The following is the code to generate the t.test of the tooth length vs the type of suplement and shows the results in table 4.

test <- t.test(data = data, len ~ supp, paired = F, var.equal = F)
table <- cbind(test$p.value, test$conf.int[1], test$conf.int[2])
colnames(table) <- c("**p.value**", "**conf.int.lower**", "**conf.int.upper**")
rownames(table) <- "**$H_{0}$:** "
knitr::kable(table, align = "c", caption = "Table 4: Comparing outcomes across delivery methods", 
             digits = 3)

This code generates the t.test of tooth length vs each dose level for the two types of suplement and shows the results in table 5.

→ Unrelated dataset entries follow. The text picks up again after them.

PR #14982, opened 2021-02-14
[Security] Added debug:firewall command

TimoBakx:
Documentation for symfony/symfony#39326

### DIFF
--- a/reference/configuration/security.rst
+++ b/reference/configuration/security.rst
@@ -472,6 +472,26 @@ depend on the authentication mechanism, which can be any of these:
                     http_digest:
                         # ...
 
+You can view actual information about the firewalls in your application with
+the ``debug:firewall`` command:
+
+.. code-block:: terminal
+
+    # displays a list of firewalls currently configured for your application
+    $ php bin/console debug:firewall
+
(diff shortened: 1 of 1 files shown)


reference/configuration/security.rst
```diff
@@ -472,6 +472,26 @@ depend on the authentication mechanism, which can be any of these:
...
+
+    # displays a list of firewalls currently configured for your application
+    $ php bin/console debug:firewall
+
+    # displays the details of a specific firewall
+    $ php bin/console debug:firewall main
+
+    # displays the details of a specific firewall, including detailed information
+    # about the event listeners for the firewall
+    $ php bin/console debug:firewall --include-listeners main
```
OskarStark: Let's move the option to the end please, thanks

OskarStark (changes requested):

reference/configuration/security.rst
TimoBakx: I was doubting about that. It was like that in my first draft. 😅
The option is now at the end.

OskarStark (approved):

wouterj:
Thanks again :)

data1 <- filter(data, dose == 0.5 | dose == 1.0)
data2 <- filter(data, dose == 1.0 | dose == 2.0)
data3 <- filter(data, dose == 2.0 | dose == 0.5)
test1 <- t.test(len ~ dose, data = data1, paired = F, var.equal = F)
test2 <- t.test(len ~ dose, data = data2, paired = F, var.equal = F)
test3 <- t.test(len ~ dose, data = data3, paired = F, var.equal = F)
table1 <- cbind(test1$p.value, test1$conf.int[1], test1$conf.int[2])
table2 <- cbind(test2$p.value, test2$conf.int[1], test2$conf.int[2])
table3 <- cbind(test3$p.value, test3$conf.int[1], test3$conf.int[2])
Tab <- rbind(table1, table2, table3)
colnames(Tab) <- c("**p.value**", "**conf.int.lower**", "**conf.int.upper**")
rownames(Tab) <- c("**$H_{1}$:** ", "**$H_{2}$:** ", "**$H_{3}$:** ")
knitr::kable(Tab, align = "c", caption = "Table 5: Comparing outcomes across delivery methods", 
             digits = 3)

Finally, this code generates the t.test of the tooth length vs the type of suplement for each dose level and shows the results in table 6.

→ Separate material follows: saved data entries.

PR #14993, opened 2021-02-17
Promoting new bundle directory structure as best practice

### LINKED ISSUE #12156: [HttpKernel][FrameworkBundle] Add alternative convention for bundle directories
| Q            | A
| ------------ | ---
| Feature PR   | symfony/symfony#32845
| PR author(s) | @yceruto
| Merged in    | 4.4

yceruto:
As Symfony 3.4 is not currently supported (security fixes only) I would like to propose to start promoting the new bundle directory structure (compatible since 4.4) consistent with the project one.

What do you think?

Fix: #12156 
PR: https://github.com/symfony/symfony/pull/32845

### DIFF
--- a/bundles/best_practices.rst
+++ b/bundles/best_practices.rst
@@ -68,30 +68,47 @@ The basic directory structure of an AcmeBlogBundle must read as follows:
 .. code-block:: text
 
     <your-bundle>/
-    ├─ AcmeBlogBundle.php
-    ├─ Controller/
-    ├─ README.md
-    ├─ LICENSE
-    ├─ Resources/
-    │   ├─ config/
-    │   ├─ doc/
-    │   │  └─ index.rst
-    │   ├─ translations/
-    │   ├─ views/
-    │   └─ public/
-    └─ Tests/
+    ├── config/
+    ├── docs/
+    │   └─ index.md
+    ├── public/
+    ├── src/
+    │   ├── Controller/
+    │   ├── DependencyInjection/
+    │   └── AcmeBlogBundle.php
+    ├── templates/
+    ├── tests/
+    ├── translations/
+    ├── LICENSE
+    └── README.md
+
+.. versionadded:: 4.4
+
+    This directory convention was introduced in Symfony 4.4 and can be used only when requiring
+    ``symfony/http-kernel`` 4.4 or superior.
+
+
+and the bundle path must be adjusted to the root directory::
+
+    class AcmeBlogBundle extends Bundle
+    {
+        public function getPath(): string
+        {
+            return \dirname(__DIR__);
+        }
+    }
 
 **The following files are mandatory**, because they ensure a structure convention
 that automated tools can rely on:
 
-* ``AcmeBlogBundle.php``: This is the class that transforms a plain directory
+* ``src/AcmeBlogBundle.php``: This is the class that transforms a plain directory
   into a Symfony bundle (change this to your bundle's name);
 * ``README.md``: This file contains the basic description of the bundle and it
   usually shows some basic examples and links to its full documentation (it
   can use any of the markup formats supported by GitHub, such as ``README.rst``);
 * ``LICENSE``: The full contents of the license used by the code. Most third-party
   bundles are published under the MIT license, but you can `choose any license`_;
-* ``Resources/doc/index.rst``: The root file for the Bundle documentation.
+* ``docs/index.md``: The root file for the Bundle documentation.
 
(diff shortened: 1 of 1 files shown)


javiereguiluz:
What's our official recommendation for existing third-party bundles that no longer support 3.4. Do we encourage them to upgrade their structure or it's better to use this only in brand-new bundles?

Related to the previous question, even if we don't recommend to change the structure for existing bundles, can you think of any problem if they do? Thanks!

Nyholm (approved):
Thank you. 


> Do we encourage them to upgrade their structure or it's better to use this only in brand-new bundles?

They can do whatever they want. Im not sure we should give an opinon. Both work and we find the new structure to be better. Where "better" means, more "PHP" and less "symfony specific"

bundles/best_practices.rst
```diff
@@ -68,30 +68,41 @@ The basic directory structure of an AcmeBlogBundle must read as follows:
...
+    ├── tests/
+    ├── translations/
+    ├── LICENSE
+    └── README.md
+
+and the bundle path must be adjusted to the root directory::
+
+    class AcmeBlogBundle extends Bundle
+    {
+        public function getPath(): string
```
ogizanagi, line 95: BTW, should we deprecate not overriding this method, so that we can make this the default in sf 6.0?

OskarStark (approved):
Should target 4.4 👍

bundles/best_practices.rst
yceruto: I was wondering the same thing, I think we can do that when we decide to start depreciating the old structure.

yceruto:
> What's our official recommendation for existing third-party bundles that no longer support 3.4. Do we encourage them to upgrade their structure or it's better to use this only in brand-new bundles?

As long as the old structure is kept alive, I don't think we should encourage upgrading, at least not now. Maybe when we start deprecating the old structure.

> Related to the previous question, even if we don't recommend to change the structure for existing bundles, can you think of any problem if they do? Thanks!

As long as the bundle is strictly compatible with Sf >= 4.4 shouldn't be a problem 🤞

bundles/best_practices.rst
```diff
@@ -68,30 +68,41 @@ The basic directory structure of an AcmeBlogBundle must read as follows:
...
-* ``AcmeBlogBundle.php``: This is the class that transforms a plain directory
+* ``src/AcmeBlogBundle.php``: This is the class that transforms a plain directory
   into a Symfony bundle (change this to your bundle's name);
 * ``README.md``: This file contains the basic description of the bundle and it
   usually shows some basic examples and links to its full documentation (it
   can use any of the markup formats supported by GitHub, such as ``README.rst``);
 * ``LICENSE``: The full contents of the license used by the code. Most third-party
   bundles are published under the MIT license, but you can `choose any license`_;
-* ``Resources/doc/index.rst``: The root file for the Bundle documentation.
+* ``docs/index.rst``: The root file for the Bundle documentation.
```
stof: Maybe we should not enforce the usage of `.rst` as the documentation format. AFAICT, much more bundles are using `.md` because they rely on github to render the doc anyway, not on an external website built with Sphinx (and Github's `rst` rendering does not support all Sphinx features anyway).

bundles/best_practices.rst
```diff
@@ -107,27 +118,27 @@ and others are just conventions followed by most developers):
...
+Unit and Functional Tests                            ``tests/``
 ===================================================  ========================================
 
 Classes
 -------
 
 The bundle directory structure is used as the namespace hierarchy. For
 instance, a ``ContentController`` controller which is stored in
-``Acme/BlogBundle/Controller/ContentController.php`` would have the fully
+``Acme/BlogBundle/src/Controller/ContentController.php`` would have the fully
```
stof: there is no `Acme/BlogBundle/` folder there before `src`. that's  left-over from old times

bundles/best_practices.rst
stof: btw, later, we allow changing the format

stof:
maybe the doc should have a note saying that this structure can be used only when requiring `symfony/http-kernel` 4.4+ only, to avoid issues with bundle migrating to it (due to reading the new doc) without changing their min version.

yceruto:
Updated:
 * @stof, comments addressed and added `versionadded::` note.
 * @OskarStark, rebased on 4.4 branch.
 * consistent vendor/bundle naming

javiereguiluz:
Fantastic changes! Thanks Yonel. Merged!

data1 <- filter(data, dose == 0.5)
data2 <- filter(data, dose == 1.0)
data3 <- filter(data, dose == 2.0)
test1 <- t.test(len ~ supp, data = data1, paired = F, var.equal = F)
test2 <- t.test(len ~ supp, data = data2, paired = F, var.equal = F)
test3 <- t.test(len ~ supp, data = data3, paired = F, var.equal = F)
table1 <- cbind(test1$p.value, test1$conf.int[1], test1$conf.int[2])
table2 <- cbind(test2$p.value, test2$conf.int[1], test2$conf.int[2])
table3 <- cbind(test3$p.value, test3$conf.int[1], test3$conf.int[2])
Tab <- rbind(table1, table2, table3)
colnames(Tab) <- c("**p.value**", "**conf.int.lower**", "**conf.int.upper**")
rownames(Tab) <- c("**$H_{1}$:** ", "**$H_{2}$:** ", "**$H_{3}$:** ")
knitr::kable(Tab, align = "c", caption = "Table 6: Comparing outcomes across delivery methods", 
             digits = 3)